(Collected data entries)

┄┄┄┄┄┄

PR #400, opened 2020-11-23
Field-matching constructors. Fixes #399

### LINKED ISSUE #399: Add constructors with nu, ny, nx for easy rebuilding
Some useful functions that need to recurse through arbitrarily nested `struct`s and rebuild them with different values--like `@set` and `@set!` from Setfield.jl or `replace_particles` (along with its derived functions `mean_object` and `nominal`) from MonteCarloMeasurements.jl--require constructors that match the positions of the type's fields. Since `TransferFunction` and `StateSpace` have fields for their number of inputs/outputs[/states], but no constructors that take them in, it creates problems for these types of functions. For example, these don't currently work:
```julia
julia> using ControlSystems, MonteCarloMeasurements, Setfield

julia> a = zpk([-1±0.1], [im, -im], 5);

julia> @set! a.matrix[1].k = 8
ERROR: MethodError: no method matching TransferFunction(::Array{ControlSystems.SisoZpk{Particles{Float64,2000},Complex{Particles{Float64,2000}}},2}, ::Continuous, ::Int64, ::Int64)
...

julia> mean_object(a)
┌ Error: Failed to create a `TransferFunction` by calling it with its fields in order. For this to work, `TransferFunction` must have a constructor that accepts all fields in the order they appear in the struct and 
accept that the fields that contained particles are replaced by 0. Try defining a meaningful constructor that accepts arguments with the type signature
...
```
but adding
```julia
StateSpace(A, B, C, D, timeevol, nx, nu, ny) = StateSpace(A, B, C, D, timeevol)
```
makes it so they work:
```julia
julia> @set! a.matrix[1].k = 8
TransferFunction{Continuous,ControlSystems.SisoZpk{Particles{Float64,2000},Complex{Particles{Float64,2000}}}}
   1.0s + 1.0 ± 0.1
8.0----------------
     1.0s^2 + 1.0

julia> mean_object(a)
TransferFunction{Continuous,ControlSystems.SisoZpk{Float64,Complex{Float64}}}
    1.0s + 1.0
8.0------------
   1.0s^2 + 1.0

```
This and the similar method for `TransferFunction`, are all that's needed for these types of functions to work. I can make a pull request with these, if it would be useful.

jonniedie:
I just went ahead and made a PR to implement #399 because it was a simple enough change.

### DIFF
--- a/src/types/StateSpace.jl
+++ b/src/types/StateSpace.jl
@@ -49,6 +49,8 @@ end
 function StateSpace(A::MT, B::MT, C::MT, D::MT) where {T, MT <: AbstractMatrix{T}}
     StateSpace(A, B, C, D, Continuous())
 end
+# Necessary for functions that rebuild structs
+StateSpace(A, B, C, D, timeevol, nx, nu, ny) = StateSpace(A, B, C, D, timeevol)
 
 """ If D=0 then convert to correct size and type, else, create 1x1 matrix"""
 function fix_D_matrix(T::Type,B,C,D)
--- a/src/types/StateSpace.jl
+++ b/src/types/StateSpace.jl
@@ -50,7 +50,16 @@ function StateSpace(A::MT, B::MT, C::MT, D::MT) where {T, MT <: AbstractMatrix{T
     StateSpace(A, B, C, D, Continuous())
 end
 # Necessary for functions that rebuild structs
-StateSpace(A, B, C, D, timeevol, nx, nu, ny) = StateSpace(A, B, C, D, timeevol)
+function StateSpace(A, B, C, D, timeevol, nx, nu, ny)
+    if size(A, 1) != nx
+        error("The number of rows of A ($(size(A,1))) is not equal to nx ($nx)")
+    elseif size(B, 2) != nu
+        error("The number of columns of B ($(size(B,2))) is not equal to nu ($nu)")
+    elseif size(C, 1) != ny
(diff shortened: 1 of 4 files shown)


src/types/StateSpace.jl
```diff
@@ -49,6 +49,8 @@ end
 function StateSpace(A::MT, B::MT, C::MT, D::MT) where {T, MT <: AbstractMatrix{T}}
     StateSpace(A, B, C, D, Continuous())
 end
+# Necessary for functions that rebuild structs
+StateSpace(A, B, C, D, timeevol, nx, nu, ny) = StateSpace(A, B, C, D, timeevol)
```
baggepinnen, line 53: Perhaps a check should be made so that the sizes provided  are consistent with the actual sizes of the matrices? Since the user will now be exposed to these constructors, it makes sense to not accept inconsistent values.

baggepinnen (changes requested):
I'm in favor of this, the lack of those constructors bother me on an almost daily basis. Apart from not accepting invalid sizes, I think it looks good.

baggepinnen (approved):

jonniedie:
Oops, looks like I had a typo in my test

olof3:
Shouldn't we just remove the fields and rely on `getproperty` and avoid adding extra code, see #399.

baggepinnen:
This should be fixed now that we no longer have the extra fields (#411)
I hope it solves your original problem (#399)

┄┄┄┄┄┄

• TASK DESCRIPTION
An accurate, complete transcription of the records above is needed.

• TASK RESULT
PR #400, opened 2020-11-23
Field-matching constructors. Fixes #399

### LINKED ISSUE #399: Add constructors with nu, ny, nx for easy rebuilding
Some useful functions that need to recurse through arbitrarily nested `struct`s and rebuild them with different values--like `@set` and `@set!` from Setfield.jl or `replace_particles` (along with its derived functions `mean_object` and `nominal`) from MonteCarloMeasurements.jl--require constructors that match the positions of the type's fields. Since `TransferFunction` and `StateSpace` have fields for their number of inputs/outputs[/states], but no constructors that take them in, it creates problems for these types of functions. For example, these don't currently work:
```julia
julia> using ControlSystems, MonteCarloMeasurements, Setfield

julia> a = zpk([-1±0.1], [im, -im], 5);

julia> @set! a.matrix[1].k = 8
ERROR: MethodError: no method matching TransferFunction(::Array{ControlSystems.SisoZpk{Particles{Float64,2000},Complex{Particles{Float64,2000}}},2}, ::Continuous, ::Int64, ::Int64)
...

julia> mean_object(a)
┌ Error: Failed to create a `TransferFunction` by calling it with its fields in order. For this to work, `TransferFunction` must have a constructor that accepts all fields in the order they appear in the struct and 
accept that the fields that contained particles are replaced by 0. Try defining a meaningful constructor that accepts arguments with the type signature
...
```
but adding
```julia
StateSpace(A, B, C, D, timeevol, nx, nu, ny) = StateSpace(A, B, C, D, timeevol)
```
makes it so they work:
```julia
julia> @set! a.matrix[1].k = 8
TransferFunction{Continuous,ControlSystems.SisoZpk{Particles{Float64,2000},Complex{Particles{Float64,2000}}}}
   1.0s + 1.0 ± 0.1
8.0----------------
     1.0s^2 + 1.0

julia> mean_object(a)
TransferFunction{Continuous,ControlSystems.SisoZpk{Float64,Complex{Float64}}}
    1.0s + 1.0
8.0------------
   1.0s^2 + 1.0

```
This and the similar method for `TransferFunction`, are all that's needed for these types of functions to work. I can make a pull request with these, if it would be useful.

jonniedie:
I just went ahead and made a PR to implement #399 because it was a simple enough change.

### DIFF
--- a/src/types/StateSpace.jl
+++ b/src/types/StateSpace.jl
@@ -49,6 +49,8 @@ end
 function StateSpace(A::MT, B::MT, C::MT, D::MT) where {T, MT <: AbstractMatrix{T}}
     StateSpace(A, B, C, D, Continuous())
 end
+# Necessary for functions that rebuild structs
+StateSpace(A, B, C, D, timeevol, nx, nu, ny) = StateSpace(A, B, C, D, timeevol)
 
 """ If D=0 then convert to correct size and type, else, create 1x1 matrix"""
 function fix_D_matrix(T::Type,B,C,D)
--- a/src/types/StateSpace.jl
+++ b/src/types/StateSpace.jl
@@ -50,7 +50,16 @@ function StateSpace(A::MT, B::MT, C::MT, D::MT) where {T, MT <: AbstractMatrix{T
     StateSpace(A, B, C, D, Continuous())
 end
 # Necessary for functions that rebuild structs
-StateSpace(A, B, C, D, timeevol, nx, nu, ny) = StateSpace(A, B, C, D, timeevol)
+function StateSpace(A, B, C, D, timeevol, nx, nu, ny)
+    if size(A, 1) != nx
+        error("The number of rows of A ($(size(A,1))) is not equal to nx ($nx)")
+    elseif size(B, 2) != nu
+        error("The number of columns of B ($(size(B,2))) is not equal to nu ($nu)")
+    elseif size(C, 1) != ny
(diff shortened: 1 of 4 files shown)


src/types/StateSpace.jl
```diff
@@ -49,6 +49,8 @@ end
 function StateSpace(A::MT, B::MT, C::MT, D::MT) where {T, MT <: AbstractMatrix{T}}
     StateSpace(A, B, C, D, Continuous())
 end
+# Necessary for functions that rebuild structs
+StateSpace(A, B, C, D, timeevol, nx, nu, ny) = StateSpace(A, B, C, D, timeevol)
```
baggepinnen, line 53: Perhaps a check should be made so that the sizes provided  are consistent with the actual sizes of the matrices? Since the user will now be exposed to these constructors, it makes sense to not accept inconsistent values.

baggepinnen (changes requested):
I'm in favor of this, the lack of those constructors bother me on an almost daily basis. Apart from not accepting invalid sizes, I think it looks good.

baggepinnen (approved):

jonniedie:
Oops, looks like I had a typo in my test

olof3:
Shouldn't we just remove the fields and rely on `getproperty` and avoid adding extra code, see #399.

baggepinnen:
This should be fixed now that we no longer have the extra fields (#411)
I hope it solves your original problem (#399)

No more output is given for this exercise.